Friday, August 22, 2014

HARP ILLUSTRATED: SARAH CURRAN BY WILLIAM BEECHEY (c.1805).


Sarah Curran (1782-1808), the youngest daughter of John Philpot Curran, an eminent Irish lawyer, was the great love of Irish nationalist Robert Emmet. 

Curran met Robert through her brother Richard, a fellow student of Emmet's at Trinity College in Dublin. Sarah's father considered Robert unsuitable, and their courtship was conducted through letters and clandestine meetings.When her father discovered that Sarah was secretly engaged to Emmet, he disowned her and then treated her so harshly that she had to take refuge with friends in Cork, where, in 1805, married Robert Sturgeon.
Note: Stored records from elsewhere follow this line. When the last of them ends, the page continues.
PR #218, opened 2025-09-03
c++20 - first draft

danovaro:
### Contributor Declaration

### DIFF
--- a/CMakeLists.txt
+++ b/CMakeLists.txt
@@ -9,13 +9,13 @@
 ########################################################################################################################
 
 
-cmake_minimum_required( VERSION 3.12 FATAL_ERROR )
+cmake_minimum_required( VERSION 3.18 FATAL_ERROR )
 
 find_package( ecbuild 3.11 REQUIRED HINTS ${CMAKE_CURRENT_SOURCE_DIR} ${CMAKE_CURRENT_SOURCE_DIR}/../ecbuild)
 
 project( eckit LANGUAGES CXX )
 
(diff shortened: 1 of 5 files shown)


pgeier:
How likely is it that we move the whole stack to C++20? When it is possible to do for eckit, it must be possible for the whole stack?

wdeconinck:
> How likely is it that we move the whole stack to C++20? When it is possible to do for eckit, it must be possible for the whole stack?

If eckit requires c++20 then naturally everything depending on eckit (so nearly every of our C++ packages) will have c++20 enabled.

pgeier:
I could really make use of `concepts`, `constexpr std::strings`, `designated initializers`, `ranges` & `views` (e.g. replacing the Tokenizer).

wdeconinck:
@tlmquintino , @simondsmart , @Ozaq , relating to the entire software stack (but starting with eckit), do we have a proposed time line, (or could we have one if not), on when we drop support for certain compilers / versions? Could this be made available publicly on a webpage?
Similarly such page should state which compilers/version we currently guarantee due to CI-testing, and then compilers which we aim to support to best efforts but cannot always test, either because we didn't yet do, or because we don't have access (e.g. we should aim to support HPE/Cray, AMD/AOCC, NEC, NAG (Fortran), ...)

We should also involve such timeline for the version of CMake, and standard version of C and C++.

Such timeline should help us to deprecate CI runners and upgrade to new ones. Similar to how Github's own runners get deprecated over time.

PR #14358, opened 2017-06-28
Both offset and limit can set with a Pagination instance or an array …

a761208:
Before:
`$query->offset($pagination->getOffset())->limit($pagination->getLimit());`
After:
`$query->page($pagination);`
Or:
`$query->page([123, 20]);`
| Q             | A
| ------------- | ---
| Is bugfix?    | no
| New feature?  | yes
| Breaks BC?    | no
| Tests pass?   | yes

### DIFF
--- a/docs/guide/db-query-builder.md
+++ b/docs/guide/db-query-builder.md
@@ -473,6 +473,23 @@ If you specify an invalid limit or offset (e.g. a negative value), it will be ig
   statement that emulates the `LIMIT`/`OFFSET` behavior.
 
 
+### [[yii\db\Query::page()|page()]] <span id="page"></span>
+
+The [[yii\db\Query::page()|page()]] method specify both the `LIMIT` and `OFFSET` fragments of a SQL query at one time.
+For example,
+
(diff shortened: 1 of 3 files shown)


dynasource:
Im against such shortcuts. The added value does not weigh up against to facts like:
* perhabs code is shorter but harder to read
* framework pollution
* more ways of doing things adds confusion to developers

samdark:
Same here. I don't see why it's needed. That's why I've asked for use case.

a761208:
Sorry to hear this.
I use active query search things like this:
```php
                                  $query = SomeModel::find();
                                  $query->... add some search filters
                                  $pagination = new Pagination(['totalCount'=>$query->count()]);
                                  $model_list = $query->orderBy(...)->offset($pagination->offset)->limit($pagination->limit)->all(); // It's a little long about this line
                               // $model_list = $query->orderBy(...)->page($pagination)->all();
```

Renkas:
I don't get it. Why are you using Pagination in this usecase at all?

PR #14374, opened 2017-07-01
Small fix phpDoc

lav45:
| Q             | A
| ------------- | ---
| Is bugfix?    | no
| New feature?  | no
| Breaks BC?    | no
| Tests pass?   | no
| Fixed issues  |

The two had a child which died in infancy. Sarah died of consumption in 1808. She is buried in County Cork. 

Born in Burford, Oxfordshire, 1753, William Beechey was appointed portrait painter to Queen Charlotte in 1793 and knighted in 1798 in recognition of his most ambitious painting, the huge Review of the Horse Guard with King George III and the Prince of Wales. Beechey painted not only the portraits of the royal family, but of nearly all the most famous or fashionable people of the time. Beechey died in London, 1839.